Einheitliche Regeln für digitale Wirtschaft
Vor den Konsequenzen des Brexit warnten nicht nur Politiker, sondern auch Branchenverbände wie der Bitkom. „Wir müssen jetzt dafür sorgen, dass die Auswirkungen auf die deutsche und europäische Digitalwirtschaft möglichst gering bleiben“, erklärte der Hauptgeschäftsführer Bernhard Rohleder nach der Abstimmung. Entscheidend sei nun, dass der digitale Binnenmarkt in Europa erhalten bleibe.
Denn es wären vor allem die mittelständischen Unternehmen und Start-ups, die benachteiligt werden, wenn Großbritannien sich abspaltet. Eigenständige Gesetze bedeuten für gewöhnlich mehr Bürokratie und damit höhere Kosten.
Hinzu kommt die Rolle von Europa im globalen Wettbewerb. „International einheitliche Regeln sind die Grundvoraussetzung für eine funktionierende und leistungsfähige digitale Wirtschaft“, so Rohleder. Scheidet Großbritannien nun aus der EU aus, erschwere das den Versuch der EU-Kommission, einen großen einheitlichen digitalen Binnenmarkt zu schaffen, um den Unternehmen einen Wettbewerb auf Augenhöhe mit Ländern wie den USA oder China zu ermöglichen.
Großbritannien und der Datenschutz
Besondere Nachteile erwartet Bitkom für Privatpersonen in Großbritannien. Europäische Vorgaben zum Daten-, Verbraucher- und Umweltschutz wurden in der Regel gegen den Widerstand der britischen Regierung durchgesetzt. So stehe etwa die Frage im Raum, ob Großbritannien noch die europäische Datenschutzreform umsetze, die im letzten Jahr nach jahrelangen und mühsamen Verhandlungen beschlossen wurde. Offiziell soll diese erst ab 2018 in Kraft treten, der Zeitrahmen kollidiert also mit den erwarteten Brexit-Verhandlungen.
Auf diesen Punkt verweist auch der ehemalige Bundesdatenschutzbeauftragte Peter Schaar in einem Blog-Beitrag. Demnach habe die britische Regierung dafür gesorgt, die sogenannte „NSA-Klausel“ – also der Schutz von europäischen Nutzerdaten vor dem Zugriff von ausländischen Geheimdiensten – nur als „Opt-out“-Lösung in das Regelwerk aufzunehmen. Einzelne EU-Mitgliedsstaaten müssen diese also nicht umsetzen.

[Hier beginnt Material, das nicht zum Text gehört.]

PR #3211, opened 2021-01-26
Improve PR template

geoknee:
We resolved to try out the new templates and iterate on them as we go along. Here's a new iterate!

- the current template looks a bit ugly when it gets turned into html
- some of the prompts are a bit ambiguous or confusing (to me at least)

## Code quality
- [ ] I have scoped this change as narrowly as possible
- [x] I have added tests that prove my fix is effective or that my feature works
## Project management

### DIFF
--- a/.github/pull_request_template.md
+++ b/.github/pull_request_template.md
@@ -36,7 +36,7 @@ Please explain which reason, if any, why this requires more than one approval.
 ### Code quality
 - [ ] I have written clear commit messages
 - [ ] I have performed a self-review of my own code
-- [ ] I have scoped this change as narrowly as possible
+- [ ] This change does not have an unduly wide scope
 - [ ] I have separated logic changes from refactor changes (formatting, renames, etc.)
 - [ ] I have commented my code wherever necessary (can be 0)
 - [ ] I have added tests that prove my fix is effective or that my feature works
--- a/.github/pull_request_template.md
+++ b/.github/pull_request_template.md
@@ -39,7 +39,7 @@ Please explain which reason, if any, why this requires more than one approval.
 - [ ] This change does not have an unduly wide scope
 - [ ] I have separated logic changes from refactor changes (formatting, renames, etc.)
 - [ ] I have commented my code wherever necessary (can be 0)
-- [ ] I have added tests that prove my fix is effective or that my feature works
+- [ ] I have added tests that prove my fix is effective or that my feature works, if necessary
 ### Project management
 - [ ] I have applied the [appropriate labels](https://www.notion.so/Team-working-agreements-2a95c926bb5642e5a5c42e4b74a9dd24#b304e56734a74dfbb341b8b4b27b1c0c)
 - [ ] I have linked to all relevant issues (can be 0)
--- a/.github/pull_request_template.md
+++ b/.github/pull_request_template.md
@@ -15,7 +15,7 @@ It may include
 The summary may omit some of these details if this PR fixes a single ticket that includes these details. It is the reviewer's discretion. 
 
 ## Changes [Optional] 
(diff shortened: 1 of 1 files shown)


.github/pull_request_template.md
```diff
@@ -13,34 +14,35 @@ It may include
...
 
-# Checklist:
+---
+## Checklist:
 
-## Code quality
+### Code quality
 - [ ] I have written clear commit messages
 - [ ] I have performed a self-review of my own code
-- [ ] I have scoped this change as narrowly as possible
```
geoknee, line 37: Taking this PR as a (slightly contrived) example: I could have put each atomic change in its own PR: but that seems like overkill. I think the author can mostly just use their judgement to manage the scope of a PR.

I also think that, rather than trying to pre-empt the desires of the reviewer, we can allow the reviewer to ask the originator to split a PR if they deem the scope to be too wide. This point goes for some of the other prompts in the template, too: a reviewer can and should ask for more context if they need it, for example.

.github/pull_request_template.md
```diff
@@ -13,34 +14,35 @@ It may include
...
-- [ ] I have commented my code wherever necessary
-- [ ] I have added tests that prove my fix is effective or that my feature works
-## Project management
+- [ ] I have commented my code wherever necessary (can be 0)
+- [ ] I have added tests that prove my fix is effective or that my feature works, if necessary
+### Project management
 - [ ] I have applied the [appropriate labels](https://www.notion.so/Team-working-agreements-2a95c926bb5642e5a5c42e4b74a9dd24#b304e56734a74dfbb341b8b4b27b1c0c)
-- [ ] I have linked to relevant issues
-- [ ] I have added dependent tickets
+- [ ] I have linked to all relevant issues (can be 0)
```
andrewgordstewart, line 45: 💡 I think we could leave a blanket statement adding "where necessary" to each item in the checklist, leaving it up to the author's discretion of when it's necessary.

.github/pull_request_template.md
```diff
@@ -13,34 +14,35 @@ It may include
...
+- [ ] I have added all dependent tickets (can be 0)
 - [ ] I have assigned myself to this PR
-- [ ] I have chosen the appropriate pipeline
+- [ ] I have associated this PR to a GitHub Project
```
andrewgordstewart, line 48: [required]: I don't understand this. We aren't using a Github Project at the moment. What's your intended meaning here? Can you explain the action with a screenshot?

"pipeline" refers to the dropdown in the top right:

Screen Shot 2021-01-26 at 9 04 06 AM

andrewgordstewart (changes requested):
I think there's one mistake, but otherwise LGTM

.github/pull_request_template.md
geoknee, line 48: I don't have the zenhub plugin for chrome installed, so I don't see that dropdown. I made an incorrect guess that a pipeline was mapped onto a GitHub project. 

I think it is true to say that the card should be added to the zenhub board? I think the zenhub board does map on to a github project? This is what I do:
Screenshot 2021-01-26 at 18 16 32

Perhaps we want to have both checkboxes in place, and an explainer that the pipelines is a zenhub concept? I think a new de would have a very hard time figuring that out.

andrewgordstewart: I am not aware of an integration between zenhub boards and github projects. To test whether there currently exists an integration, I placed this "in progress" in the "graph integration" github project. The pipeline where the card lives is still "Review/QA". So, I believe there **is no integration** at the moment.

My preferred solution here is for there to be a document (eg. notion) explaining this process. The template may link to the document. The checklist serves as a reminder to go through the documented steps.

geoknee: ok, looks like you are right about the lack of integration
```suggestion
- [ ] I have chosen the appropriate pipeline on zenhub
```

andrewgordstewart (approved):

Insbesondere nach dem Safe-Harbor-Urteil des Europäischen Gerichtshofs ist das ein heikler Punkt. Es wäre also durchaus denkbar, dass Probleme beim Privacy-Shield-Abkommen – das europäische Nutzerdaten vor Massenüberwachung schützen soll – künftig nicht nur die amerikanischen Regierung betreffen, sondern auch die britische.